WHAT IS NEEDED:
Would you repeat every line of the data exactly?

Stored data entries:
PR #1725, opened 2026-05-18
FilterLists: generate summary-url file and upload it to S3

glaubinix:
This implements the packagist.org part of https://github.com/composer/composer/pull/12833.

We will regenerate the file every time when we modify any entries or if the file on the CDN has not been updated yet e.g. if cache purge failed. The check runs as part of the background job worker


src/FilterList/Dump/FilterListDumperProvider.php
```diff
@@ -51,4 +51,26 @@ public function getEntriesForDump(array $packageNames): array
...
+        foreach ($this->getEM()->getRepository(FilterListEntry::class)->getAllSummaryEntries() as $entry) {
+            $grouped[$entry->list->value][$entry->packageName][] = $entry->version;
+        }
+
+        $byList = [];
+        foreach ($grouped as $listValue => $packages) {
+            ksort($packages);
+            foreach ($packages as $packageName => $versions) {
+                $unique = array_values(array_unique($versions));
+                sort($unique);
```
Seldaek: Should maybe use Semver::sort from here to sort things more semantically? It's just more readable for people looking at it. But that expects versions and will blow up on constraints, so maybe we should rather just `natsort()` that's good enough I guess.

```suggestion
                natsort($unique);
```

PR #1734, opened 2026-05-21
FilterLists: only import entries with a valid version constraint

glaubinix:
Just adding validation that we don't start to import invalid versions/constraints


Seldaek:
Thanks

PR #1741, opened 2026-05-27
fix: breaking `scss` design removed from

### LINKED ISSUE #1557: Border offset on login field

aihimel:
## Changes
Previously user authentication related forms were broken due to a previous design changes. Removed the `scss` design rule to fix the form to it's previous state.

## Related
* Closes #1557


Seldaek:
This sadly doesn't fix the issue everywhere, I then see a 1px missing everywhere in chrome. I think maybe you're looking at it in firefox?

image

Seldaek:
I don't think this is relevant anymore as we upgraded to bootstrap 5 etc.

FINAL ANSWER:
PR #1725, opened 2026-05-18
FilterLists: generate summary-url file and upload it to S3

glaubinix:
This implements the packagist.org part of https://github.com/composer/composer/pull/12833.

We will regenerate the file every time when we modify any entries or if the file on the CDN has not been updated yet e.g. if cache purge failed. The check runs as part of the background job worker


src/FilterList/Dump/FilterListDumperProvider.php
```diff
@@ -51,4 +51,26 @@ public function getEntriesForDump(array $packageNames): array
...
+        foreach ($this->getEM()->getRepository(FilterListEntry::class)->getAllSummaryEntries() as $entry) {
+            $grouped[$entry->list->value][$entry->packageName][] = $entry->version;
+        }
+
+        $byList = [];
+        foreach ($grouped as $listValue => $packages) {
+            ksort($packages);
+            foreach ($packages as $packageName => $versions) {
+                $unique = array_values(array_unique($versions));
+                sort($unique);
```
Seldaek: Should maybe use Semver::sort from here to sort things more semantically? It's just more readable for people looking at it. But that expects versions and will blow up on constraints, so maybe we should rather just `natsort()` that's good enough I guess.

```suggestion
                natsort($unique);
```

PR #1734, opened 2026-05-21
FilterLists: only import entries with a valid version constraint

glaubinix:
Just adding validation that we don't start to import invalid versions/constraints


Seldaek:
Thanks

PR #1741, opened 2026-05-27
fix: breaking `scss` design removed from

### LINKED ISSUE #1557: Border offset on login field

aihimel:
## Changes
Previously user authentication related forms were broken due to a previous design changes. Removed the `scss` design rule to fix the form to it's previous state.

## Related
* Closes #1557


Seldaek:
This sadly doesn't fix the issue everywhere, I then see a 1px missing everywhere in chrome. I think maybe you're looking at it in firefox?

image

Seldaek:
I don't think this is relevant anymore as we upgraded to bootstrap 5 etc.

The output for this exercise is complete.